PR #1341, opened 2024-05-09
fix spark connect list

### LINKED ISSUE #1258: List data types return an error in Spark/Databricks Data Connector
**Describe the bug**
Running this query on a list data type produces an error:

```sql
sql> select topics from logs limit 10
Error receiving data: Decode error: Error decoding ipc RecordBatch: Invalid argument error: First offset 210 of List(Field { name: "", data_type: Utf8, nullable: false, dict_id: 0, dict_is_ordered: false, metadata: {} }) is larger than values length 10
```

**To Reproduce**
Connect to a dataset that has a list column (i.e. eth.logs) and do the above query on it.

**Expected behavior**
The query returns successfully

y-f-u:
This fixes #1258 

Spark connect list is working now

Screenshot 2024-05-09 at 10 10 51

### DIFF
--- a/crates/data_components/src/spark_connect.rs
+++ b/crates/data_components/src/spark_connect.rs
@@ -83,7 +83,7 @@ async fn get_table_provider(
     let dataframe = spark_session.table(table_reference.table())?;
     let schema = dataframe.clone().schema().await?;
     let arrow_schema = datatype_as_arrow_schema(schema)?;
-    Ok(Arc::new(SparkConnectTablePovider {
+    Ok(Arc::new(SparkConnectTableProvider {
         dataframe,
         schema: arrow_schema,
     }))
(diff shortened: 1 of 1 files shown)


crates/data_components/src/spark_connect.rs
```diff
@@ -127,8 +127,8 @@ fn arrow_field_datatype_from_spark_connect_field_datatype(
                 Some(data_type) => {
                     let arrow_inner_type =
                         arrow_field_datatype_from_spark_connect_field_datatype(Some(*data_type))?;
-                    // Very smelly
-                    let field = Field::new("", arrow_inner_type, false);
+                    // The default name for the field is element
```
phillipleblanc: I don't think this is a general purpose solution, see https://discord.com/channels/885562378132000778/1166447479609376850/1237526038700101644

phillipleblanc: > Have any of you used DataFusion in databricks reading from an existing delta lake table that was written using pyspark? I'm trying to do so and getting annoying errors about the schemas not matching. ArrowException: Invalid argument error: column types must match schema types, expected List(Field { name: "item", data_type: Utf8, nullable: true, dict_id: 0, dict_is_ordered: false, metadata: {} }) but found List(Field { name: "element", data_type: Utf8, nullable: true, dict_id: 0, dict_is_ordered: false, metadata: {} }) at column index 10. It looks to me like there's a difference in how the data are stored. It's a list of strings and the "name" of the field is "item" vs "element".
·····
*What the exercise asks*: Give back every line above, unchanged.

*Response below*:
PR #1341, opened 2024-05-09
fix spark connect list

### LINKED ISSUE #1258: List data types return an error in Spark/Databricks Data Connector
**Describe the bug**
Running this query on a list data type produces an error:

```sql
sql> select topics from logs limit 10
Error receiving data: Decode error: Error decoding ipc RecordBatch: Invalid argument error: First offset 210 of List(Field { name: "", data_type: Utf8, nullable: false, dict_id: 0, dict_is_ordered: false, metadata: {} }) is larger than values length 10
```

**To Reproduce**
Connect to a dataset that has a list column (i.e. eth.logs) and do the above query on it.

**Expected behavior**
The query returns successfully

y-f-u:
This fixes #1258 

Spark connect list is working now

Screenshot 2024-05-09 at 10 10 51

### DIFF
--- a/crates/data_components/src/spark_connect.rs
+++ b/crates/data_components/src/spark_connect.rs
@@ -83,7 +83,7 @@ async fn get_table_provider(
     let dataframe = spark_session.table(table_reference.table())?;
     let schema = dataframe.clone().schema().await?;
     let arrow_schema = datatype_as_arrow_schema(schema)?;
-    Ok(Arc::new(SparkConnectTablePovider {
+    Ok(Arc::new(SparkConnectTableProvider {
         dataframe,
         schema: arrow_schema,
     }))
(diff shortened: 1 of 1 files shown)


crates/data_components/src/spark_connect.rs
```diff
@@ -127,8 +127,8 @@ fn arrow_field_datatype_from_spark_connect_field_datatype(
                 Some(data_type) => {
                     let arrow_inner_type =
                         arrow_field_datatype_from_spark_connect_field_datatype(Some(*data_type))?;
-                    // Very smelly
-                    let field = Field::new("", arrow_inner_type, false);
+                    // The default name for the field is element
```
phillipleblanc: I don't think this is a general purpose solution, see https://discord.com/channels/885562378132000778/1166447479609376850/1237526038700101644

phillipleblanc: > Have any of you used DataFusion in databricks reading from an existing delta lake table that was written using pyspark? I'm trying to do so and getting annoying errors about the schemas not matching. ArrowException: Invalid argument error: column types must match schema types, expected List(Field { name: "item", data_type: Utf8, nullable: true, dict_id: 0, dict_is_ordered: false, metadata: {} }) but found List(Field { name: "element", data_type: Utf8, nullable: true, dict_id: 0, dict_is_ordered: false, metadata: {} }) at column index 10. It looks to me like there's a difference in how the data are stored. It's a list of strings and the "name" of the field is "item" vs "element".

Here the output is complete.